In January 2012 we're going into NYC for a weekend. The lowest priced Marriott in NYC that I've found is the CY on the upper east side. It's on 92nd street, about 50 blocks from the theater district. It's a CAT 6 so it's 30,000 MRPs per night. The senior rate is $150.81 per night incl tax. The value of a MRP at this hotel is $.005. We decided to stay at the Algonquin on 44th street. It's in the theater district and two blocks from Times Square. It's a CAT 8 so it's 40,000 MRPs per night. No senior rate available so it's $679.38 per night incl tax.The value of an MRP at this hotel is $.016 or about three times that of the CY.

It's true that MRPs are accumulated for free with the exception of trading your week for them. Spending them is a whole different ball game. Once you have them you have to use them in a way that gives you the most bang for the buck. In the above example in NYC if we decided to stay at the CY I would pay cash for the room and pick up an extra elite night towards my Plat status. There is no way I can justify spending $679.38 for a room for one night so we're using points at the Algonquin. We'll give up the night towards elite status.


----------



## janej (Oct 24, 2011)

*How is the availability using points?*

I saved over 200k points so far thinking we can use them for a trip to Europe.  However, I checked and found almost nothing available for summer 2012.  Is it too late to book using MRP or MRP is only good for off season?    I don't have reservation for any part of the trip, so I am just checking for feasibility.


----------



## EKniager (Oct 24, 2011)

winger said:


> In life, there is a cost to flexibility.  In this case, 'cashing in' a timeshare week for MRP's gives yet *one additional option* from other options (IF you are not using the TS week) such as renting your TS week, exchanging for DC points, or exchanging throught interval.  MRP's alsgo gives you access to realtively easy access to hotels in locations sometimes not available with via timeshares.  This one additional 'option' cannot be under estimated, and could in some instances one cannot really place a 'financial' value to the use of these MRPs.

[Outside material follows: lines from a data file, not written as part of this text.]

PR #6176, opened 2024-02-06
Ignore missing feedback api

Feodor0090:
This exists only on win8+: https://learn.microsoft.com/en-us/windows/win32/api/winuser/nf-winuser-setwindowfeedbacksetting#requirements

Before:
[1707225741.runtime.log](https://github.com/ppy/osu-framework/files/14180973/1707225741.runtime.log)

After:
image_2024-02-06_16-40-43

### DIFF
--- a/osu.Framework/Platform/Windows/Native/Input.cs
+++ b/osu.Framework/Platform/Windows/Native/Input.cs
@@ -74,8 +74,16 @@ namespace osu.Framework.Platform.Windows.Native
 
         public static unsafe void SetWindowFeedbackSetting(IntPtr hwnd, FeedbackType feedback, bool configuration)
         {
-            int config = configuration ? 1 : 0; // mimics win32 BOOL type.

Cash has flexibility too!!    My point is that my 2-bedroom Platinum week at the Surf Club has a known rental value (Redweek, eBay).  We can conservatively rent it split up or combined for at least $2,500.  Trading it for 90,000 points or even a lessor timeshare is accepting a financial loss.    Why trade it thru II for a location I can pick-up for $1,500/week, or worse, an expensive $0.028/pt???


----------



## pwrshift (Oct 24, 2011)

You can buy up to 50,000 points a year from Marriott for $0.0125 per point..or 100,000 for spouses...do it in Dec and Jan and you've got a nice top up of 200,000 points for a trip package.

By far, the best deal is a 7 night package, followed closely by the 5 night pkgs.  What you really want is the 120,000 frequent flier miles...and to save enough to get you business class flights for long distances on a special occasion.  The savings over using cash is incredible.  

Next best use of points is for a 5 night stay, pay points for 4.  I make almost no use of points for a one night stay...but did recently get a night at one for 20,000 points when the cash rate was $699 plus taxes for the night I needed.  The value of the points was only $250.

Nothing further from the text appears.